The artist plays with perspective, describing a decrepit building as it returns to nature. The outhouse rises like some huge writhing headstone emerging from the shadowy earth. It is juxtaposed with the zesty yellow of a distant house that shares a similar jaunty line. Masters extracts meaning from landscape, using the contrasting tools of light and shade, size and shape. He depicts the old and new as a metaphor for nature’s cycle.

Where his watercolours excite, Rainy Day, painted in oil, disappoints. The sea promises so much in its execution but expectation is left suspended, like the sea, above a broad band of deep pink sand.

Pink sand is a feature of Chris Marson’s oil painting, Horseshoe Bay in Winter. Whatever the season, our coral pink sand has an intrinsic brightness but here the painting’s hue and tone are strained. His appealing small gouache painting, Solstice Sunrise is a gem: a diagonal band of pale blue sky refutes the darkness with the reassuring glow of Gibbs Hill Lighthouse in the distance.

Chris Marson is a key mentor to the en plein air group. In this exhibit he hits the high notes. His work holds your attention in exemplary watercolours grouped at the end of the gallery. Laying washes deftly in Winter Islands, Baileys Bay, he creates a dramatic dropping sky and keenly observes light.
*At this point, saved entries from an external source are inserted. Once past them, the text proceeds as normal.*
PR #282, opened 2021-05-24
change oymotion resolution to 12bits

Andrey1994:

Restore 12bits resolution for oymotion devices(based on email thread). @matthijscox could you review and check that it works fine?

### DIFF
--- a/python-package/examples/plot_real_time.py
+++ b/python-package/examples/plot_real_time.py
@@ -20,7 +20,7 @@ class Graph:
         self.board_shim = board_shim
         self.exg_channels = BoardShim.get_exg_channels(self.board_id)
         self.sampling_rate = BoardShim.get_sampling_rate(self.board_id)
-        self.update_speed_ms = 10
+        self.update_speed_ms = 50
         self.window_size = 4
         self.num_points = self.window_size * self.sampling_rate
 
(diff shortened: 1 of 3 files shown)


matthijscox:
I used this branch to compile the libs. 

Successfully connected the GFORCE_PRO_BOARD, could get board data without any sign of problems.

Then stopped/released/disconnected everything, including the dongle. 
Reconnected with the GFORCE_DUAL_BOARD. Could again succesfully connect and get board data.

@Andrey1994 it looks good from my side!

matthijscox (approved):
All good

Andrey1994:
Great! To double check are you sure that correct libraries were used? Emg values should be greater than 256

Andrey1994:
And did you test it using new gforce pro?

matthijscox:
Yes, this is the gForcePro+, which works fine with the GFORCE_PRO_BOARD.

Here's a snippet of data, but that's already in microvolts right? Can you already see from this if it surpasses the 8bits limit?
image

Just to try, I did a unique, and there are more than 256 types of values:
image

Andrey1994:
<<but that's already in microvolts right? Can you already see from this if it surpasses the 8bits limit?

its definitely 12 bits(for 8 bits max value here is 256, or maybe even 128 if its signed) .
And its the only board where we return non uV value, mostly because I dont know equation to convert it to uV. I asked about it here https://github.com/oymotion/gForceSDKCXX/issues/4 but still dont fully understand how to convert that

Andrey1994:
does it also work for gforce dual?

Andrey1994:
And when you run `import BrainFlow` you saw "using local libraries" didnt you?

matthijscox:
Yes it works for gForceDual and yes I saw the local library usage. I copied the local /lib from the build process to the julia brainflow folder.

Issue #71, opened 2025-04-02
Implement Celery


MelissaAutumn:
We need:
- [x] Add celery
- [x] Add tests to ensure celery is working correctly
- [x] Docker container to run celery worker
- [x] Add extra docker container to deploy stage CI runner

Issue #51, opened 2025-03-18
Implement Client Webhooks


MelissaAutumn:
For services that need to store user data we'll need to pass down a webhook for delete and email change requests. Logouts can be triggered simply by deleting the cache session. 

We'll need some sort of queue to store requests to send until they receive a 200 from the client.

PR #73, opened 2025-04-02
Add celery + docker config and a stub task for client webhooks.

MelissaAutumn:
Part of #71 

Will add it to the ci runner once that is working.

This PR adds [celery](https://docs.celeryq.dev/en/stable/)! Basically it's a task broker that throws stuff into queue and runs it async. It can also store results if needed. I haven't tested the stage dockerfile, will add onto in a future PR.

There's also no tests currently, because mock patching doesn't seem to work nicely with Django Rest Framework. I'm tempted to add in pytest so we can actually patch stuff behind requests. My other alternative is just a standard function unit test. I'll expand on that for the #51 which this is a pre-req for.


docker-compose.yml
```diff
@@ -25,7 +25,7 @@ services:
       - "6380:6379" # Redis exposed on port 6380
       - "8071:8001" # Insights exposed on port 8071
 
-  backend:
+  backend: &backend
```
radishmouse, line 28: TIL about anchors in YAML

radishmouse (approved):

PR #77, opened 2025-04-02
Add the celery worker to pulumi and the github deploy workflow

MelissaAutumn:
Part of #71 

This hopefully spins up a second task that just runs the celery worker. (Concurrency defaults to the number of cpus available, see https://github.com/thunderbird/thunderbird-accounts/blob/main/scripts/celery-entry.sh for more info.) We don't need any http listener, but I'm unsure how the health check will run otherwise. 🤔 

In the future we may need a second celery container task def to run a cron scheduler. So taking suggestions on optimizing this workflow/pulumi config.
https://docs.celeryq.dev/en/stable/userguide/periodic-tasks.html#starting-the-scheduler

### DIFF
--- a/pulumi/config.stage.yaml
+++ b/pulumi/config.stage.yaml
@@ -83,7 +83,7 @@ resources:
         - paddle-price-id-lo
         - paddle-price-id-md
         - paddle-price-id-hi
-  
+
   # Config to build a jumphost
   # tb:ec2:SshableInstance:
   #   jumphost:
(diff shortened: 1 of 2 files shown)


pulumi/config.stage.yaml
```diff
@@ -193,6 +196,23 @@ resources:
...
+                value: '10'
+              - name: CELERY_BROKER
+                value: rediss://master.accounts-stage-redis.7syyoy.euc1.cache.amazonaws.com:6379
+              - name: CELERY_BACKEND
+                value: rediss://master.accounts-stage-redis.7syyoy.euc1.cache.amazonaws.com:6379
+              - name: CELERY_EAGER
+                value: 'False'
+          celery_worker:
+            <<: *accounts_def
+            portMappings: null
```
MelissaAutumn, line 215: Image is shoved in during the github workflow.

ryanjjung (approved):

PR #82, opened 2025-04-07
Add unit test attempting to sign up with non-unique email address

### LINKED ISSUE #83: User is able to sign up for an email address that is already taken by another user
Able to sign up for an email address that is already taken by a different TB accounts user. If one user signs up for an email address, then another user signs up for the same email address, the `sign_up_submit` view doesn't return an error and proceeds to the `connection_info` view.

rwood-moz:
Add a unit test that attempts to sign up for email using an email address that is already taken by another user. Also add an update to the `sign_up_submit` view to fix #83 as there was no check to ensure the requested email wasn't already taken.

### DIFF
--- a/src/thunderbird_accounts/mail/tests.py
+++ b/src/thunderbird_accounts/mail/tests.py
@@ -8,20 +8,21 @@ class TestMail(TestCase):
     def setUp(self):
       cache.clear()
       self.c = Client(enforce_csrf_checks=False)
-      UserModel = get_user_model()
-      self.user = UserModel.objects.create(fxa_id='abc123', email='user@test.com')
-
-    def tearDown(self):
-      cache.clear()
-  
-    def test_sign_up_successful(self):
-      self.c.force_login(self.user)
-
-      resp = self.c.post(reverse('sign_up_submit'), data={
+      self.UserModel = get_user_model()
+      self.user = self.UserModel.objects.create(fxa_id='abc123', email='user@test.com')
+      self.sign_up_data = {
             'email_address': 'new-thundermail-address',
             'email_domain': 'tb.pro',
             'app_password': 'password',
-        })
+        }
+
+    def tearDown(self):
+      cache.clear()
+
+    def test_sign_up_successful(self):
+      self.c.force_login(self.user)
+
+      resp = self.c.post(reverse('sign_up_submit'), data=self.sign_up_data)
 
       # expect redirect to connection-info after email created successfully
       self.assertEqual(resp.status_code, 302)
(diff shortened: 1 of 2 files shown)


src/thunderbird_accounts/mail/tests.py
```diff
@@ -82,29 +71,47 @@ def test_sign_up_invalid_domain(self):
...
+        username='Second User'
+      )
+      second_client.force_login(self.second_user)
+
+      # then have the 2nd user attempt to sign up for email using the same email address
+      resp = second_client.post(reverse('sign_up_submit'), data=self.sign_up_data)
+
+      # expect redirect back to /sign-up since sign up should fail b/c requested email address is not unique
+      self.assertEqual(resp.status_code, 302)
+      self.assertEqual(resp.url, '/sign-up/')
```
MelissaAutumn, line 117: Can you add some assertions to ensure the email account, and address aren't created in the db side too?

MelissaAutumn (commented):
Some suggestions, looks good otherwise!

src/thunderbird_accounts/mail/tests.py
rwood-moz: Oh great idea, will do!

src/thunderbird_accounts/mail/views.py
```diff
@@ -62,6 +62,12 @@ def sign_up_submit(request: HttpRequest):
     )
     account.save_app_password('Mail Clients', request.POST['app_password'])
 
+    try:
+        Email.objects.get(address=email_address)
+        return raise_form_error(request, reverse('sign_up'),  _('Requested email is already taken'))
+    except Email.DoesNotExist:
+        pass
```
MelissaAutumn, line 69: I think I forgot to add a comment, but can you move this up with the other validation? So we're not creating anything if we don't have a unique email.

src/thunderbird_accounts/mail/views.py
```diff
@@ -53,6 +53,12 @@ def sign_up_submit(request: HttpRequest):
 
     email_address = f'{request.POST['email_address']}@{request.POST['email_domain']}'
```
MelissaAutumn, line 54: Hmm I guess we may want to make a ticket to further sanitize this email address input. (No @'s, no spaces, etc..)

MelissaAutumn (approved):
Thank you!!

src/thunderbird_accounts/mail/views.py
rwood-moz: Good idea, I created issue #85.

Thanks for the review!

Issue #53, opened 2025-03-20
Change email domains


MelissaAutumn:
We should only display thundermail.com right now.

- [x] Update stage (stage-thundermail.com)
- [x] Update prod (thundermail.com)

MelissaAutumn:
Awaiting stage's domain

PR #94, opened 2025-04-09
Tie email domains to env, and update stage's variable. (#53)

MelissaAutumn:
Part of #53 

Ties email domains to env variables so we can vary them by environment...

image

### DIFF
--- a/.env.example
+++ b/.env.example
@@ -10,6 +10,9 @@ APP_ENV=dev
 APP_DEBUG=True
 PUBLIC_BASE_URL=http://localhost:8087
 
+# Comma separated list of tlds (e.g. ALLOWED_EMAIL_DOMAINS=example.com,example.org)
+ALLOWED_EMAIL_DOMAINS=example.org
+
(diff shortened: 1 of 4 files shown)


test/e2e/const/constants.ts
```diff
@@ -29,7 +29,7 @@ export const APP_PASSWORD_NONE = 'Your App Password';
 
 // email sign-up
 export const EMAIL_SIGN_UP_EMAIL_ADDRESS = 'my-new-email-address';
-export const EMAIL_SIGN_UP_DOMAIN = 'tb.pro';
+export const EMAIL_SIGN_UP_DOMAIN = 'example.org';
```
rwood-moz, line 32: Awesome thank you 😃

rwood-moz (approved):
LGTM. Pulled the branch and ran locally and worked great, was able to add some more ALLOWED_EMAIL_DOMAINS and use them in the email sign-up. 🎉

PR #102, opened 2025-04-16
Display the user's primary email address, and fix smtp settings. (Fixes #98)

### LINKED ISSUE #98: Display the user's thundermail email address
Under connection info we show them the various information they need to login to an external email client...except the actual thundermail address.

MelissaAutumn:
Simply adds their email address above connection info. Since their login username is their fxa email I realized we didn't show this anywhere...

This also fixes the smtp connection info showing jmap connection info


templates/mail/self-serve/connection-info.html
```diff
@@ -4,6 +4,7 @@ <h2>Self Serve - Connection Information</h2>
 {% endblock %}
 {% block body %}
   <div class="connection-info-container">
+    <p data-testid="connection-info-primary-email-address"><b>Your email address:</b> {{ mail_address }}</p>
```
rwood-moz, line 7: Thanks for that! I'll add this field to the E2E tests.

rwood-moz (changes requested):
If you could please update this value in the E2E tests constants with the corrected SMTP port (456) and that will fix the broken E2E test, thanks!

https://github.com/thunderbird/thunderbird-accounts/blob/main/test/e2e/const/constants.ts#L25

rwood-moz:
I also notice there is a space in the email address after the `@` sign however in this case I'm guessing it's like that in the DB?

Screenshot 2025-04-16 at 1 25 53 PM

MelissaAutumn:
> I also notice there is a space in the email address after the `@` sign however in this case I'm guessing it's like that in the DB?
> Screenshot 2025-04-16 at 1 25 53 PM

Seems like you have a space in the env? I've corrected this in the next commit but you'll have to fix this in your db's mail_email table iirc.

rwood-moz:
> Seems like you have a space in the env? I've corrected this in the next commit but you'll have to fix this in your db's mail_email table iirc.

Ahh yes sorry about that, I had spaces after the commas, my bad

`ALLOWED_EMAIL_DOMAINS=example.org, rwood.ca, coffee.com, latte.ca, mocha.ca, somebiglongdomain.ca, anotherone.com`

rwood-moz (approved):

MelissaAutumn:
> > Seems like you have a space in the env? I've corrected this in the next commit but you'll have to fix this in your db's mail_email table iirc.
> 
> Ahh yes sorry about that, I had spaces after the commas, my bad
> 
> `ALLOWED_EMAIL_DOMAINS=example.org, rwood.ca, coffee.com, latte.ca, mocha.ca, somebiglongdomain.ca, anotherone.com`

No worries, thanks for finding that bug! Love the domains.

Issue #105, opened 2025-04-17
E2E test failure when run on stage


rwood-moz:
The E2E tests are failing when running on stage after stage deployments. The tests are failing to run for some reason, here's an example [github action link](https://github.com/thunderbird/thunderbird-accounts/actions/runs/14516958388/job/40728419013#annotation:6:41), where the E2E tests fail with:

```
 > npx browserstack-node-sdk playwright test --grep e2e-suite

2025-04-17 13:39:54 - info: Running SDK with args /opt/hostedtoolcache/node/20.19.0/x64/bin/node /home/runner/work/thunderbird-accounts/thunderbird-accounts/test/e2e/node_modules/.bin/browserstack-node-sdk playwright test --grep e2e-suite
2025-04-17 13:39:54 - info: Reading configs from /home/runner/work/thunderbird-accounts/thunderbird-accounts/test/e2e/browserstack.yml
2025-04-17 13:39:54 - info: SDK run started with id: d22937ca-746d-4a77-952c-75d4daacf924
2025-04-17 13:39:54 - info: Skipping buildIdentifier as BROWSERSTACK_BUILD_NAME is set
2025-04-17 13:39:54 - info: Project and debug logs are captured by default. To disable, set disableAutoCaptureLogs: true in config.
2025-04-17 13:39:55 - info: Testhub started with id: 2sxkkomh1mpp1pkw3mczptukxg9bqrjlvtmpnnho

Running 8 tests using 2 workers

Timed out waiting 300s for the test suite to run

Timed out waiting 300s for the teardown for test suite to run

  8 did not run
```

When I issue the same command to run the tests on BrowserStack but from my local machine they do run fine, so need to investigate what is happening in CI.

Note: The stage deploy step is passing fine so this issue is not stopping actual stage deployments.

PR #106, opened 2025-04-17
Fix stage E2E test BrowserStack job

rwood-moz:
The E2E tests BrowserStack job on stage is failing with:

```
Running 8 tests using 2 workers

Timed out waiting 300s for the test suite to run
```

See #105  for more info.

The only thing I can see is that the playwright browsers are being installed, but we don't need them as the tests are running in BrowserStack. Not sure if that is the exact issue but perhaps the installation of the playwright browsers is causing the tests to fail to connnect / start in the BrowserStack browsers. The playwright browsers aren't required either way so good to remove and hopefully this will fix the issue. 🤞

### DIFF
--- a/.github/workflows/deploy-stage.yml
+++ b/.github/workflows/deploy-stage.yml
@@ -170,7 +170,6 @@ jobs:
         run: |
           cd ./test/e2e
           npm install
-          npx playwright install
 
       - name: BrowserStack Env Setup
         uses: browserstack/github-actions/setup-env@master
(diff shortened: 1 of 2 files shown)


MelissaAutumn (approved):
Thanks!

rwood-moz:
Yayy that did fix the issue, tests running fine now in BrowserStack after stage deployments 🥳 

https://github.com/thunderbird/thunderbird-accounts/actions/runs/14520500594/job/40740213235

PR #110, opened 2025-04-25
Celery containers

MelissaAutumn:
The only addition I added was moving common keys to a single key and then we merge it where we need it. I also override allowed_hosts for celery to null it out.

I haven't ran it yet, and this is too big for a PR so included is the out.log from the diff. 

[out.log](https://github.com/user-attachments/files/19915311/out.log)


ryanjjung (approved):

MelissaAutumn:
There's some problems with the celery worker not looking at redis which i still need to sort out.

PR #122, opened 2025-04-30
Use login_required decorator instead of duplicate code. (Fixes #121)

### LINKED ISSUE #121: Re-work authentication re-direct
Currently we have to put
```
    if request.user.is_anonymous:
        return HttpResponseRedirect(
            reverse('fxa_login', kwargs={'login_code': get_admin_login_code(), 'redirect_to': quote_plus(request.path)})
        )
```

in every view. That's not ideal.

MelissaAutumn:
Fixes #121 

We now use the [login_required decorator](https://docs.djangoproject.com/en/5.2/topics/auth/default/#the-login-required-decorator). This adds a generic /login route which that decorator is pointed to. I basically just moved the copy-pasted code to there, and set a default redirect to if someone goes to /login directly.

I've added some auth tests to help ensure it doesn't break.


src/thunderbird_accounts/authentication/tests.py
```diff
@@ -545,3 +549,40 @@ def test_with_no_secret_or_email(self):
...
+        client = RequestClient()
+        login_url = reverse(settings.LOGIN_URL)
+
+        for key, _ in self.login_required_keys:
+            url = reverse(key)
+            self.assertTrue(url)
+
+            response = client.get(url, follow=False)
+            self.assertEqual(response.status_code, 302)
+            self.assertTrue(response.url.startswith(login_url))
```
MelissaAutumn, line 575: This returns a redirect response, which has url

src/thunderbird_accounts/authentication/tests.py
```diff
@@ -545,3 +549,40 @@ def test_with_no_secret_or_email(self):
...
+        user = User.objects.get_or_create(username='test', fxa_id='1234')[0]
+        client.force_login(user)
+
+        for key, status in self.login_required_keys:
+            url = reverse(key)
+            self.assertTrue(url)
+
+            response = client.get(url, follow=False)
+            self.assertEqual(response.status_code, status)
+            self.assertTrue(response.request['PATH_INFO'].startswith(url))
```
MelissaAutumn, line 588: This usually returns a templateresponse, but varies based on view. We retrieve the request data to ensure it's not redirecting to login.

MelissaAutumn:
Okie tests are fixed.

PR #124, opened 2025-05-01
Add an ENV for containers and use a different base path if within a container vs outside a container. (Fixes #123)

MelissaAutumn:
This removes the weird path logic I came up with that attempted to solve both issues but didn't really.

Basically I run tests outside the container because it's easier to do. However the CI runs tests within a container, and honestly it shouldn't matter where we run tests. It should just work(tm).

So this should solve it, we build the container and set a ENV that only exists if you're in a container.


.github/workflows/validate.yml
```diff
@@ -23,9 +23,6 @@ jobs:
     steps:
       - uses: actions/checkout@v4
 
-      - name: Apply env
-        run: cp .env.test.docker .env.test
-
```
MelissaAutumn, line 28: This is a work-around I added right before I merged the last PR to fix tests.

MelissaAutumn:
The work around actually breaks local dev, so merging this ahead of schedule.

PR #128, opened 2025-05-01
Fix E2E tests on stage

rwood-moz:
Fix the broken E2E tests on stage:

- Include the `EMAIL_SIGN_UP_ADDRESS` in the GHA workflow env
- Update the incorrect `ACCTS_HOST` value in the `test/e2e/.env.stage.example`


MelissaAutumn (approved):
LGTM!

PR #138, opened 2025-05-13
Paddle model + webhook changes (Fixes #93)

### LINKED ISSUE #93: Update paddle models with recommended fields
We should store the following properties from webhooks:

At minimum:

* notification.occured_at
* subscription.id
* subscription.status
* subscription.items[].price.id, subscription.items[].quantity
* subscription.items[].price.product_id
* subscription.collection_mode
* subscription.scheduled_change

Recommended:

* subscription.status
* subscription.next_billed_at
* subscription.current_billing_period
* transaction.details.totals
* transaction.payments[].method_details
* subscription.billing_details

And ensure per webhook we should check `occurred_at` as there's no order guarentee.

MelissaAutumn:
This PR re-works the paddle models and adds support for paddle webhooks. Additionally due to the soft-requirement for the paddle client I've added an 'extras' for subscription, so if someone doesn't need the subscription app they can just skip the requirements.

Changes:
* Added Price, Plan, SubscriptionItem (not used yet), and Transaction models to Subscription app.
* Added webhooks for capturing Paddle's transaction and subscription events
* Adjusted Paddle frontend checkout flow to include the logged in user's uuid (signed to prevent tampering) so we can tie webhooks to users. 
* Added a couple of webhook fixtures from Paddle's event documentation (this data is fake)
* Added PADDLE_WEBHOOK_KEY and PADDLE_API_KEY env variables.

There's some additional work like pulling in SubscriptionItems, and tying the Plan model to access but I'd like to test webhooks so I need this on stage. 😅 

The pulumi changes for the new secret will be pushed up separately.


pyproject.toml
```diff
@@ -4,7 +4,7 @@ build-backend = "setuptools.build_meta"
 
 [project]
 name = "thunderbird_accounts"
-version = "0.3.3"
+version = "0.3.99"
```
MelissaAutumn, line 7: Paddle will make it 0.4.

src/thunderbird_accounts/authentication/middleware.py
```diff
@@ -65,7 +64,7 @@ def __call__(self, request: HttpRequest):
 
         end = time.perf_counter_ns()
 
-        logging.debug(f'> total time {(end - start) / 1000000} ms')
+        sentry_sdk.set_measurement('cached_allowed_host_get_time', (end - start) / 1000000, 'millisecond')
```
MelissaAutumn, line 67: Got annoyed at some logging, switched it to sentry metrics. We probably don't need this anymore but easy to ship it to sentry instead.

src/thunderbird_accounts/subscription/decorators.py
```diff
@@ -0,0 +1,24 @@
...
+    def _inject_paddle(*args, **kwargs):
+        if Options:
+            options = Options(Environment.SANDBOX if settings.PADDLE_ENV == 'sandbox' else Environment.PRODUCTION)
+        else:
+            options = None
+
+        kwargs['paddle'] = Client(settings.PADDLE_API_KEY, options=options) if Client else None
+        return func(*args, **kwargs)
+
+    return _inject_paddle
```
MelissaAutumn, line 24: I ended up not needing this, but figured we may need it in the future.

src/thunderbird_accounts/authentication/permissions.py
```diff
@@ -122,3 +128,16 @@ def authenticate(self, request):
...
+    def authenticate(self, request):
+        if not Verifier or not Secret:
+            logging.error('Paddle package is not installed. This webhook has been rejected.')
+            return None
+
+        integrity_check = Verifier().verify(request, Secret(settings.PADDLE_WEBHOOK_KEY))
+
+        # We need to return a user, but we don't need the user for these requests
+        # So return an empty user object
+        return User(), None if integrity_check else None
```
rwood-moz, line 143: `None if integrity_check else None`

Is the first `None` a typo?

rwood-moz: I take this as it will always return `User()` but only return a second argument on condition (but always returns `None`)

MelissaAutumn: Good catch, that should be the first argument!

rwood-moz (approved):
So cool! LGTM.

src/thunderbird_accounts/subscription/models.py
```diff
@@ -1,57 +1,229 @@
...
+    """Holds a paddle id with some sensible defaults, but is otherwise just a CharField"""
 
-    :param paddle_id: The customer id field in paddle
-    :param name: The name of the customer
-    :param email: The email of the customer
-    """
-    paddle_id = models.CharField(max_length=256)
+    def __init__(self, *args, db_collation=None, **kwargs):
+        kwargs = {'max_length': 256, 'db_index': True, 'null': True, 'default': None, **kwargs}
+        super().__init__(*args, **kwargs)
```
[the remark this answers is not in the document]
MelissaAutumn: Yep, just a standardized way to define the paddle model ids.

Charles Knights exhibits several effective watercolours. Of particular note is Blockade Alley, St George’s. The eye is led up the lane and stopped midpoint by a swathe of sunlight and directed across to banana leaves captured in a sophisticated passage of painting. He uses accents of red-browns here. The effect of this accomplished study would be amplified with a few more of these warmer tones. There is an overall sense of harmony in his pieces achieved through a limited palette. He injects more colour to the dynamic square composition Corkscrew Hill, Devonshire that is beautifully framed.

Lee K Petty possesses lyrical brushwork and her colours are fresh in her six oil paintings. In January Seas at Warwick Long Bay, you can almost hear the slapping of the breakers on the beach and rocks. The addition of a linen mat to her oil paintings might be useful. She speaks too eloquently for the frames to muffle her voice.

Grahame Rendell is an amateur member of the group. He has relished the stage Masterworks offers and is a worthy inclusion as his oil, Mid Ocean Beach Glimpse shows. Michele Smith’s brooding cloudscape, Sunset at King’s Point is the most successful picture of her trio of oils. She creates the rich textures and colours using paint thickly to capture the changing light and sky of winter. Watercolourists Marlene Jantzen and Jill Raine contribute well to the show.

This exhibition has an earthy, robust feel with artists who clearly enjoy the process of en plein air painting. If you like landscape painting, there is plenty to enjoy and think about. Plus, the prices are competitive and there’s time to visit before it closes on February 25. Stay and enjoy Masterworks main exhibition Mythology, Mayhem, Mystery & Marketing.